Polycystic kidney disease strikes in varying severity. But in bad cases, the normally fist-sized kidney "can reach the size of a football," Katharine Klinger, senior vice president of genetics at Framingham, Mass.-based Genzyme Inc., told BioWorld Today.

The cause of the disorder is clear: It's a genetic disease in which either polycystin-1 or polycystin-2 are mutated. That in turn leads cysts to replace nephrons, the filtering units of the kidneys. Aside from the fluid buildup, that prevents the kidneys from filtering waste.

The cure is less clear. "Right now, there is no therapy for this disease," said Oxana Ibraghimov-Beskrovnaya, a scientific director of cell biology at Genzyme and the senior author of a paper published online ahead of print by Nature on Nov. 22, 2006. In it, Ibraghimov-Beskrovnaya and her colleagues at Genzyme demonstrated that (r)-roscovitine can lead to "long-lasting arrest of polycystic kidney disease," as the authors formulated in their title.

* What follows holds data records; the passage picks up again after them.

Issue #677, opened 2024-04-26
dOFV and AIC columns for summary_log()


seth127:
We would like to add several columns to the `summary_log()` output.

## AIC

This is a straightforward calculation. Consider if there are any edge cases to catch.

**Example code**

```r
add_aic <- function(.runlog) {
  ## check summary log appended
  if(any(str_detect(names(.runlog), "param_count")) & 
     any(str_detect(names(.runlog), "ofv"))) {
    return(mutate(.runlog, aic=2*param_count + ofv))
  }
  ## if not, return unchanged
  warning("AIC could not be computed")
  return(.runlog)
}
```

## dOFV

The change in OFV from the parent model. Several considerations:

* What to do if there are multiple models in `based_on`? Likely select the first?
* What to do if the based on model has `NA` for `ofv`? This could happen with Bayesian models, or the new bootstrap model type.

**Example code**

```r
## compare ofv to that of the model in based_on
## if multiple models are in based_on, use the first
add_dofv <- function(.runlog) {
  .runlog %>%
    mutate(based_on_join = purrr::map_chr(based_on, function(x) {ifelse(length(x) > 0, x[1], NA)})) %>% 
    left_join(
      select(.runlog, based_on_join=run, based_on_ofv=ofv), 
      by="based_on_join"
    ) %>% 
    mutate(dofv = as.numeric(format(ofv - based_on_ofv, nsmall = 2))) %>% 
    select(-based_on_ofv, -based_on_join)
}
```

## dAIC

If we're adding the above, should we also calculate the difference in AIC?

seth127:
Consider also adding a method for easily comparing two model objects (as opposed to a log tibble), similar to the discussion in https://github.com/metrumresearchgroup/bbr/issues/401

barrettk:
Once consideration worth talking about: summary logs dont have a `based_on` column, which is required for `add_dofv`. Do we:
 1) want to only implement this for `run_log() %>% add_summary()`, or
 2) add `based_on` to the `summary_log` (and maybe even the `config_log()`). 
    - I dont think it would make sense to remove the `based_on` column when `dofv` is present (i.e. dont just add it to compute `dofv`, and then remove), as this could cause confusion.

PR #731, opened 2025-01-07
Add aic dofv

barrettk:
Add AIC, BIC, and DOFV columns to the `summary_log`

closes https://github.com/metrumresearchgroup/bbr/issues/677

_Summarizing comment from @seth127 [here](https://github.com/metrumresearchgroup/bbr/pull/731#issuecomment-2794771300)._


barrettk:
Still need to write tests, but the prototype is complete. I think this is a good place to gather feedback before continuing.

barrettk:
@callistosp can you take a look at [how I calculated BIC](https://github.com/metrumresearchgroup/bbr/blob/03f425809c4add3735c27dea8ce3fa0fe0bf5e84/R/summary-log.R#L301-L306) when you get a chance?

I think we'll want to have some more design discussions (from both a user/scientist and technical perspective) too, but wanted to confirm that part early on.

callistosp:
LGTM

R/summary-log.R
```diff
@@ -72,9 +72,23 @@ add_summary <- function(
 #' @importFrom tibble tibble
 #' @importFrom tidyselect all_of
 #' @param .mods List of model objects that will be passed to [model_summaries()].
+#' @param calc_aic_bic Logical(T/F). If `TRUE`, calculate the Akaike Information
```
kylebaron, line 75: @barrettk Does this change the usage pattern? requesting something in the output through a function argument? Why not just put it in the output and let people either select or deselect it?

kylebaron: I was hoping that AIC and BIC are added by default and I think it is now. 

The dofv part does look like there is a ton of extra computation that _must_ be done to get a run log out (whether you want dofv or not). I think I'd rather just opt into that later on if it were needed; like move this `add_dofv()` function to be something you call on the summary log object.

kylebaron: Maybe the only practical way I can get a run log out without a warning is by asking for all the models. 

I guess there's some comittment to allowing the log to span multiple directories (with `.recurse = TRUE`) and that the linking could span the directories. IMO this is more of an edge case rather typical scenario; especially forking a model from one directory to another. 

Rather than having to map the _entire_ model tree / space, what if you created this data frame object and sent it back to the user. The user could then opt in to do the computation. 

You could potentially calculate dofv from information already in the log object (if the user requested the based_on run in the log). If not, you could just traverse the rows of that object, and quickly look at the based_on run and get the ofv. 

Maybe this pattern is too straightforward to be desirable. In that case, let the user opt in to the dofv calculation. 

One more note that we might want to consider: you might have at least equal chance of wanting to calculate dofv relative to a single model in the run log; I'd say I'd want this most of the time. In that case, you could open up this `add_dofv()` function to either do the work to get the reference ofv from each base model or just look up one model to set the base and then calculate dofv off that. Maybe you could allow both. But I think separating this calculation out would clarify things and avoid lots of additional / required computation.

kylebaron: To clarify my comments so far

1. I want to opt into the `dofv` calculation later, especially if it requires lots of extra calc
2. I want to choose how `dofv` is calculated, either via `based_on` or from a single reference or both

barrettk: @kylebaron 
>I see now that these are for internal control only?

Yes - I wanted to be able to set this to `FALSE` for bootstrap runs for example.

>I was hoping that AIC and BIC are added by default and I think it is now.

Yes for normal run or summary logs it will automatically happen

>The dofv part does look like there is a ton of extra computation that must be done to get a run log out (whether you want dofv or not). I think I'd rather just opt into that later on if it were needed; like move this add_dofv() function to be something you call on the summary log object.

Unfortunately yes, and as you noted, it's due to needing to support `.recurse`. Taking that into account significantly complicates things. I know it's not typical, though it would feel wrong to diverge here when other functions support it. If we kept this approach I would of course have to adjust the warning messages you see (so it doesnt mention `model_tree()`, but I was also thinking of revisiting how we map all the runs in general, and pulling that logic out of `make_tree_data` (dedicated PR). Felt we had to have some discussion before doing that though.

>Maybe the only practical way I can get a run log out without a warning is by asking for all the models.

Regarding the filtering issue you mention, thanks for noting this! I hadn't messed with the `.include` argument. Im thinking we may want to have this mapping of models happen during `find_models()` before the filtering takes place, and store this metadata for later use. 

>One more note that we might want to consider: you might have at least equal chance of wanting to calculate dofv relative to a single model in the run log; I'd say I'd want this most of the time. In that case, you could open up this add_dofv() function to either do the work to get the reference ofv from each base model or just look up one model to set the base and then calculate dofv off that. Maybe you could allow both. But I think separating this calculation out would clarify things and avoid lots of additional / required computation.

This is interesting. The idea of wanting to compare both cases definitely supports the idea of calculating `dofv` later, though I dont think we'd want the mapping to occur in `find_models()` in that case since we'd already have a run log, and we dont want to introduce new columns we have to keep around. Will think on this. 
 - cc'ing @callistosp for his opinion as well. 
 - Would it make sense to calculate `dofv` using some standard in the `summary_log`, but allow users to create a custom table later? Or does it just make sense to exclusively do this separately?

callistosp: if you allow multiple `based_on`s, you are going to turn `dofv` into a list column. I guess that isn't a huge issue, but I would prefer to just have it default to using the first `based_on` value to calculate `dofv`, and if the user wants additional ofvs they could manually calculate them. In my opinion multiple dofv values seems like an edge case that is not common enough to necessitate the amount of work to implement it so flexibly.

barrettk:
@seth127 FYI this PR is failing because of ubuntu-20.04 being removed. The PR to address that is [here](https://github.com/metrumresearchgroup/bbr/pull/741), though I think we need to adjust github actions too once that lands

barrettk:
FYI to whomever reviews this PR: it's functionally ready to go, but I did have some concerns about the tests, specifically for calculating `dofv`. Given that we only have one model in the repo, we would only ever get a difference of `0`, without adjusting the model and re-running it. 

Worth thinking through if we feel the need to do something like this, though perhaps a careful code review is sufficient.

seth127:
We discussed offline and @kyleam is going to give this a review. There was a fair amount of discussion (both here and offline), so I'll try to summarize where we landed on a few things:

1. AIC/BIC will be added to `summary_log()` output, by default.
2. dOFV (change in objective function value) will be implemented in a separate function, which can take a log table as input.
3. Some specs on the dOFV function:
  i. It should compare the input model(s) to a _single model_, which will produce a single output value (for each input model). 
  ii. By default, it should compare each model (e.g. `.mod`) to the _first model_ in that model's `based_on` field (e.g., `get_based_on(.mod)[1]`)
  iii. Optionally, the user can pass a different model for comparison. In this case all input model(s) are compared against the passed model. This allows creative users to code up various edge cases (e.g., comparing all models to a single "base model", comparing to multiple `based_on` models, etc.).
  iv. For the log table input, dOFV should be computed for all models in the table, as long as their `based_on` model can be found (i.e., even if a given `based_on` model is _not_ in the table itself). In cases where the `based_on` cannot be found, `NA` can be returned for that row, but the function should _not_ error.

**One final note:** The current implementation (as of ce164d261e5157372f27ed08614bbc753e91a690) likely calls `read_model()` and (more importantly) `model_summary()` more often than it needs to. We should consider whether this is worth optimizing at this point. This may be unnecessary (given the scale of, at most, several hundred iterations) and doing so may cause the code to become unnecessarily complicated. That said, if review leads to a more efficient implementation being proposed, that may be preferable. 

Related to this last point, if we end up reimplementing parts of the dOFV function, I am fine with pulling the AIC/BIC part into a separate PR as well, to more easily focus on the two different pieces being implemented here.

R/summary-log.R
```diff
@@ -72,9 +73,20 @@ add_summary <- function(
...
+#'
+#' @details
+#' `calc_aic_bic` should be set to `FALSE` for certain model types, such as
+#'  bootstrap runs.
+#'
 #' @keywords internal
-summary_log_impl <- function(.mods, ...) {
+summary_log_impl <- function(
+    .mods,
+    calc_aic_bic = TRUE,
```
kyleam, line 87: This argument gets exposed to the user via `...`, which is documented as getting passed to `model_summaries`.

In [this message](https://github.com/metrumresearchgroup/bbr/pull/731#discussion_r1954944405), you say it's for "internal control only". In that case, you could change the internal spots to use `summary_log_impl` (e.g., `summarize_bootstrap_run`) and avoid exposing it externally (e.g., by adjusting `summary_log` and `add_summary` to pass `calc_aic_bic=TRUE` explicitly).

If the intention is to expose it, then `calc_aic_bic` should be added as an argument to `summary_log` and documented.

R/summary-log.R
```diff
@@ -266,3 +281,153 @@ do_if_bbi_sum <- function(fn, mode) {
...
   }
 }
+
+#' Calculate Akaike Information Criterion (AIC) and Bayesian Information
+#' Criterion (BIC), and append to summary log
+#' @param .log_df The output of [summary_log()]) or `run_log() %>% add_summary()`
+#' @keywords internal
+add_aic_bic <- function(.log_df){
+  .log_df %>% dplyr::mutate(
+    !!rlang::sym(AIC_COL) := 2*.data[[PARAM_COUNT_COL]] + .data[[OFV_COL]],
```
kyleam, line 291: Why is the `rlang::sym` call needed here? Doesn't `!!AIC_COL := ...` give the same result?

(Same comment applies to lines 292, 393-395, and 425-427.)

R/summary-log.R
```diff
@@ -266,3 +281,153 @@ do_if_bbi_sum <- function(fn, mode) {
...
+    !!rlang::sym(BIC_COL) := .data[[PARAM_COUNT_COL]]*log(.data$number_of_obs) + .data[[OFV_COL]]
```
kyleam, line 292: Both these calculations rely on the NONMEM objective function value being `-2 log-likelihood`, correct? It'd probably be good to document that with a comment.

R/summary-log.R
```diff
@@ -266,3 +281,153 @@ do_if_bbi_sum <- function(fn, mode) {
...
+
+
+#' Calculate the difference in objective function value
+#'
+#' Calculate the difference in objective function value (`ofv`) between the
+#' `.bbi_object` and a reference model.
+#'
+#' @details
+#' If `.bbi_object` is a `tibble` of class `bbi_log_df`, `"absolute_model_path"`
+#' is the only required column. If the `tibble` is the output of [bbr::run_log()]
```
kyleam, line 304: Looking at the guard in `add_dofv.bbi_log_df` (line 354), "run" is also a required column. So there's a code/doc mismatch, though I don't actually spot the "run" column used downstream, so perhaps you want to adjust the code instead of the docs.

R/summary-log.R
```diff
@@ -266,3 +281,153 @@ do_if_bbi_sum <- function(fn, mode) {
...
+#' If `.bbi_object` is a `tibble`, `add_dofv()` appends a `dofv` column.
+#'
+#' If `.bbi_object` is a `bbi_nonmem_model` object, `add_dofv()` returns a numeric value.
+#' @export
+add_dofv <- function(.bbi_object, .mod2 = NULL){
+  UseMethod("add_dofv")
+}
+
+#' @export
+add_dofv.bbi_nonmem_model <- function(.bbi_object, .mod2 = NULL){
```
kyleam, line 343: `add_dofv` doesn't seem like a good name for a method that takes a model and returns an scalar (rather than adding/extending to the passed log).

My opinion is that, at least at this point, we shouldn't bother adding an S3 method and should instead convert `add_dofv` to a regular function that takes a run/summary log.

Another option would be to change the name to something that fits both scenarios better.

(I realize there was some previous discussion that landed on this. I discussed this offline with @seth127 and he was on board with switching to a regular function. He can of course chime in if his thoughts have since changed on that.)

R/summary-log.R
```diff
@@ -266,3 +281,153 @@ do_if_bbi_sum <- function(fn, mode) {
...
+  if(!check_nonmem_finished(.bbi_object)){
+    cli::cli_abort("Model {get_model_id(.bbi_object)} has not finished running")
+  }
+  dofv_df <- calc_dofv_impl(.bbi_object, .mod2 = .mod2)
+  return(dofv_df$dofv)
+}
+
+#' @export
+add_dofv.bbi_log_df <- function(.bbi_object, .mod2 = NULL){
+  # Check for required columns and starting format
```
kyleam, line 353: I don't know what "starting format" refers to.

R/summary-log.R
```diff
@@ -266,3 +281,153 @@ do_if_bbi_sum <- function(fn, mode) {
...
+  req_cols <- c(ABS_MOD_PATH, RUN_ID_COL)
+  if(!(all(req_cols %in% names(.bbi_object)))){
+    cols_missing <- setdiff(req_cols, names(.bbi_object))
+    cli::cli_abort(
+      "The following {.emph required} columns are missing: {.val {cols_missing}}"
+    )
+  }
+
+  mods <- purrr::map(.bbi_object[[ABS_MOD_PATH]], ~ read_model(.x))
```
kyleam, line 362: nit-pick: `~ read_model(.x)` simplifies to `read_model`

R/summary-log.R
```diff
@@ -266,3 +281,153 @@ do_if_bbi_sum <- function(fn, mode) {
...
+  dofv_df <- purrr::map_dfr(mods, calc_dofv_impl, .mod2 = .mod2)
```
kyleam, line 363: It'd be good to avoid `map_dfr` given it's marked as superseded.

tests/testthat/test-summary-log.R
```diff
@@ -217,3 +218,47 @@ test_that("summary_log() works with filtering parameter string [BBR-SMLG-011]",
...
+
+  # Same behavior with add_summary
+  log_df <- run_log(MODEL_DIR) %>% add_summary()
+  expect_true(all(c(AIC_COL, BIC_COL) %in% names(log_df)))
+
+  log_df <- run_log(MODEL_DIR) %>% add_summary(calc_aic_bic = FALSE)
+  expect_false(all(c(AIC_COL, BIC_COL) %in% names(log_df)))
+})
+
+test_that("add_dofv() works correctly", {
```
kyleam, line 244: @barrettk:

> I did have some concerns about the tests, specifically for calculating `dofv`. Given that we only have one model in the repo, we would only ever get a difference of `0`, without adjusting the model and re-running it.

Thanks for highlighting this. I agree with that concern.

Rather than rerunning, you can probably get by with some custom test setup that adjusts the `OBJV` line for the test model lst's so that they have different and known values, letting you check for an expected value.

In addition to tweaking the OBJV values and testing for expected values, it'd be good to assert that calls with a run log and summary log for the same set of models give the same dofv values.

kyleam (changes requested):

kyleam:
@seth127:

> The current implementation (as of [ce164d2](https://github.com/metrumresearchgroup/bbr/commit/ce164d261e5157372f27ed08614bbc753e91a690)) likely calls `read_model()` and (more importantly) `model_summary()` more often than it needs to. We should consider whether this is worth optimizing at this point. This may be unnecessary (given the scale of, at most, several hundred iterations) and doing so may cause the code to become unnecessarily complicated. That said, if review leads to a more efficient implementation being proposed, that may be preferable.

I agree it'd be nice to avoid spawning a `bbi nonmem summary` process for each model, though as you suggest the slowdown likely doesn't matter too much in practice (especially since `add_dofv` comes from an explicit call rather than being triggered by `summary_log`).

For comparison, here is an initial crack at a more efficient implementation. It determines upfront the set of models needed to get ofv and summarizes those in one go.

<details>
<summary>code</summary>

```R
add_dofv <- function(.log_df, .mod_ref = NULL) {
  res <- make_ofv_pairs(.log_df, .mod_ref)

  if (!OFV_COL %in% names(.log_df)) {
    .log_df[OFV_COL] <- res[["ofv_mod"]]
  }

  tibble::add_column(
    .log_df,
    !!DOFV_COL := res[["ofv_mod"]] - res[["ofv_ref"]],
    .after = OFV_COL
  )
}

#' Pair each model OFV with a reference OFV
#'
#' If mod_ref is passed, it is used as the reference model. Otherwise, the first
#' parent of each model is taken as the reference model.
#'
#' Return a data frame with the following columns:
#'
#'  * path_mod, path_ref: The absolute paths of the main model and the reference
#'    model. path_mod matches the absolute_model_path column from the input run
#'    log.
#'
#'  * ofv_mod, ofv_ref: The objective function values for the main model and the
#'    reference model.
#'
#' @noRd
make_ofv_pairs <- function(log_df, mod_ref) {
  if (OFV_COL %in% names(log_df)) {
    ofv <- log_df[c(ABS_MOD_PATH, OFV_COL)]
  } else {
    ofv <- tibble::tibble(!!ABS_MOD_PATH := character(), !!OFV_COL := double())
  }

  mpaths_log <- log_df[[ABS_MOD_PATH]]

  if (is.null(mod_ref)) {
    mods <- purrr::map(mpaths_log, read_model)
    mpaths_ref <- purrr::map_chr(mods, function(m) {
      get_based_on(m, .check_exists = FALSE)[1] %||% NA_character_
    })
  } else {
    mods <- NULL
    mpaths_ref <- mod_ref[[ABS_MOD_PATH]]
  }

  if (any(!is.na(mpaths_ref) & !mpaths_ref %in% ofv[[ABS_MOD_PATH]])) {
    mods <- mods %||% purrr::map(mpaths_log, read_model)
    mpaths_extra <- setdiff(mpaths_ref, mpaths_log)
    mods_extra <- purrr::map(mpaths_extra[!is.na(mpaths_extra)], read_model)
    mods_all <- c(mods, mods_extra)
    mpaths_all <- purrr::map_chr(mods_all, ABS_MOD_PATH)
    mods_need <- mods_all[!mpaths_all %in% ofv[[ABS_MOD_PATH]]]
    if (!length(mods_need)) {
      dev_error("mods_need should never come up empty")
    }
    # To extract OFV, call summary_log_impl rather than model_summaries directly
    # to reuse its logic for reshaping the result.
    slog <- summary_log_impl(mods_need, calc_aic_bic = FALSE)
    slog <- slog[!slog[[ABS_MOD_PATH]] %in% ofv[[ABS_MOD_PATH]], ]
    ofv <- dplyr::bind_rows(ofv, slog[c(ABS_MOD_PATH, OFV_COL)])
  }

  tibble::tibble(path_mod = mpaths_log, path_ref = mpaths_ref) %>%
    dplyr::left_join(
      dplyr::rename(ofv, "ofv_mod" = all_of(OFV_COL)),
      by = c("path_mod" = ABS_MOD_PATH)
    ) %>%
    dplyr::left_join(
      dplyr::rename(ofv, "ofv_ref" = all_of(OFV_COL)),
      by = c("path_ref" = ABS_MOD_PATH)
    )
}
```

</details>


Here are some timings (in milliseconds) on a log of four models.


<details>
<summary>benchmark script</summary>

```R
devtools::load_all()

system("git rev-parse HEAD:R")

l <- run_log("inst/model/nonmem/basic/")
sl <- add_summary(l)

mutate(l, based_on = purrr::map_chr(based_on, \(x) x[1] %||% NA_character_)) %>%
  select(run, based_on)

res <- microbenchmark::microbenchmark(
  rlog = add_dofv(l),
  slog = add_dofv(sl),
  times = 20
)

summary(res, include_cld = FALSE)
```

</details>


<details>
<summary>times on tip of this PR (d3a08e5a)</summary>

```
ℹ Loading bbr
d282051145aa463b0b79e3c5f8b37dc2742c51a8
# A tibble: 4 × 2
  run   based_on
  <chr> <chr>
1 1     NA
2 2     1
3 3     1
4 4     2
  expr      min       lq     mean   median       uq      max neval
1 rlog 323.9841 334.5248 348.4071 344.6260 356.6335 400.1861    20
2 slog 324.8949 343.7585 350.9603 353.8762 357.3788 375.5862    20
```

</details>

<details>
<summary>times with proposed changes</summary>

```
ℹ Loading bbr
2aa591cb9ec7079ad3d6b74c57f4ebdce3d844c2
# A tibble: 4 × 2
  run   based_on
  <chr> <chr>
1 1     NA
2 2     1
3 3     1
4 4     2
  expr       min        lq      mean    median        uq       max neval
1 rlog 100.46002 106.24854 117.31686 109.47293 115.60588 245.19558    20
2 slog  11.98419  12.88671  13.95734  13.69641  14.48372  19.76291    20
```

</details>

I'll let you, @barrettk, and others weigh in on whether it adds too much complexity (or if you see ways to simplify it). I don't have any objections to sticking with the current serial approach.

seth127:
Hi @leovuong thanks for commenting here. Glad to have you engaged with `bbr`! I'm not sure what you mean by this:

> I can't use add_dofv() recently and I was wondering what should I use instead?

`add_dofv` has _not_ been released in `bbr` yet, this PR is its first appearance. We hope to have this wrapped up soon, and available in the next release (likely `bbr 1.14.0`, hopefully later this month).

In terms of what you can use instead, I would advise just upgrading to `bbr 1.14.0` once it's released. However, you could also code up a simplified version of this yourself, using the `based_on` and `ofv` columns in the `summary_log()` output. Let us know if you have any other questions.

kyleam:
> Could you just make a commit(s) on top of this series, with your proposed approach [...]

Okay, will do.

> [...] would you be up for tweaking the tests in the way you describe [here](https://github.com/metrumresearchgroup/bbr/pull/731#discussion_r2046866211)?

Sure.

seth127:
@kyleam ok great, thanks. As a side note, your commits will probably make some of your previous review comments irrelevant. Feel free to "resolve" those. @barrettk will plan to make another pass after your commits, both to review them, but also to address any remaining comments from your earlier review.

Thanks again.

leovuong:
@seth127 I'm pretty sure I was able to use add_dofv in my previous project. I took the code from the MeRGE workshop at PAGE 2024, and it worked. That's why I'm quite surprised when you said that it's not yet available... Anyways I'm looking forward to bbr 1.14.0, and thanks for replying to my comment by the way.

seth127:
@leovuong ah yes, now I understand your confusion. That PAGE workshop had an early prototype of this feature, sourced from the `script/functions/bbr-helpers.R` file. In case you've lost that code, here it is:

<details>
<summary>add_dofv prototype code</summary>

```r
#' Compare ofv to that of the model in based_on
#' If multiple models are in based_on, use the first
add_dofv <- function(.runlog) {
  .runlog <- .runlog %>%
    mutate(based_on_join = purrr::map_chr(based_on, function(x) {ifelse(length(x) > 0, x[1], NA)})) %>% 
    left_join(
      select(.runlog, based_on_join=run, based_on_ofv=ofv), 
      by="based_on_join"
    )
  
  suppressSpecificWarning({
    .runlog <- mutate(.runlog, dofv = as.numeric(format(ofv - based_on_ofv, nsmall = 2)))  
  }, "NAs introduced by coercion")
    
  select(.runlog, -based_on_ofv, -based_on_join)
}
```

</details>

As you can see from this PR, that code is much simpler than the function that will end up in `bbr 1.14.0`. This is a actually a good example of the difference between writing ad-hoc helper functions vs. actual package code! Notably, that package code needs to be prepared to handle all manner of errors and edge cases.

So, feel free to use this code as needed, but I would highly recommend deleting it and using the actual `bbr::add_dofv()` function as soon as it is released.

tests/testthat/test-summary-log.R
kyleam: I said:

>  some custom test setup that adjusts the OBJV line
> [...]
> it'd be good to assert that calls with a run log and summary log for the same set of models give the same dofv values.

Both these are done with 2cd0480b.

kyleam:
@seth127:

> As a side note, your commits will probably make some of your previous review comments irrelevant. Feel free to "resolve" those.

I've pushed the changes (and marked all related comments as resolved).  It's ready for both you and @barrettk to take a look and address the remaining issues.

To highlight what I view as the remaining blockers:

 * I think `calc_aic_bic` should either be added as a `summary_log` parameter and documented, or `summary_log_impl` should be reworked to avoid exposing `calc_aic_bic` via `summary_log`'s `...`  (which is documented as arguments to `model_summaries`).

   https://github.com/metrumresearchgroup/bbr/pull/731#discussion_r2046854454

 * My understanding is that the AIC/BIC calculation relies on NONMEM's objective function being `-2 loglikelihood`.  At the very least, I think that should be documented as a code comment.  But, as you know, the comment in this PR has prompted some wider internal discussion.  So that comment at this point is a stand-in to make whatever adjustments that discussion lands on.

   https://github.com/metrumresearchgroup/bbr/pull/731#discussion_r2046858657

R/summary-log.R
```diff
@@ -266,3 +281,120 @@ do_if_bbi_sum <- function(fn, mode) {
...
+#' summary_log(MODEL_DIR) %>% add_dofv()
+#'
+#' # Automatically adds `ofv` column in absence of `add_summary()` call:
+#' run_log(MODEL_DIR) %>% add_dofv()
+#' }
+#'
+#'
+#' @seealso [add_summary()]
+#' @export
+add_dofv <- function(.log_df, .mod_ref = NULL) {
```
kyleam, line 326: I'll push an update to restore the check that "absolute_model_path" is present as a column.

kyleam:
This PR has been replaced by gh-743.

In their work, they were guided by recent research showing that all known proteins that are disrupted in polycystic kidney disease are located in the primary cilia. Those cilia, Ibraghimov-Beskrovnaya told BioWorld Today, function more or less like antennae, and they regulate the cell cycle.

"There is a direct link between primary cilia abnormality and abnormality in the cell cycle," she said.

The scientists tested two different mouse models of polycystic kidney disease, and found that in both cases, roscovitine, which targets cyclin-dependent kinase, inhibited the development of cysts in all parts of the nephron. Investigating the molecular mechanisms of its actions, the Genzyme team found that roscovitine affected several cyclin-dependent kinases, causing cell-cycle arrest, transcriptional inhibition and attenuation of apoptosis.

At this point, the work's goal is mainly to elucidate the molecular mechanisms of polycystic kidney disease, though Klinger, who is a co-author on the paper, said that "obviously, we're looking for a therapeutic path forward eventually."

For its part, roscovitine is in clinical trials; Short Hills, N.J.-based Cyclacel Pharmaceuticals Inc. announced last June that it was beginning multicenter randomized Phase IIb trials investigating the use of r-roscovitine, also known as seliciclib or CYC202, for the treatment of non-small-cell lung cancer.

Composition-of-matter patents for both roscovitine and purified r-roscovitine are licensed exclusively to Cyclacel. In fact, Cyclacel CEO Spiro Rombotis told BioWorld Today that the company also has the license to a broader patent covering purine derivatives that inhibit cyclin-dependent kinases, so "we own the entire chemical space" in the area. As for commercializing a chemical that is available via the Aldrich catalogue, Rombotis said that "you can buy any patented drug from suppliers" for research purposes, as long as it is not administered to humans.

Cyclacel and Genzyme are collaborating on the use of seliciclib in kidney disease; Cyclacel announced in September 2005 that it had granted Genzyme an exclusive option to license two preclinical stage cyclin-dependent kinase inhibitors for further development in renal diseases and certain related conditions.

Rombotis said that his company was unaware of the data now published in Nature at the time the deal was struck, but "evidently, Genzyme was interested in picking up access to compounds they were studying."

The Nature paper comes more or less on the heels of a paper in the October 2006 issue of Nature Medicine, in which researchers from the University of Edinburgh in Scotland and University College London showed that in both inflammatory lung disease and arthritis, r-roscovitine induced apoptosis in inflammatory neutrophils and independently enhanced the neutrophils' clearance by macrophages.

"That data, seen together with the Nature paper, are quite striking," Rombotis said, "because it is rare for an anticancer agent to have effects outside oncology."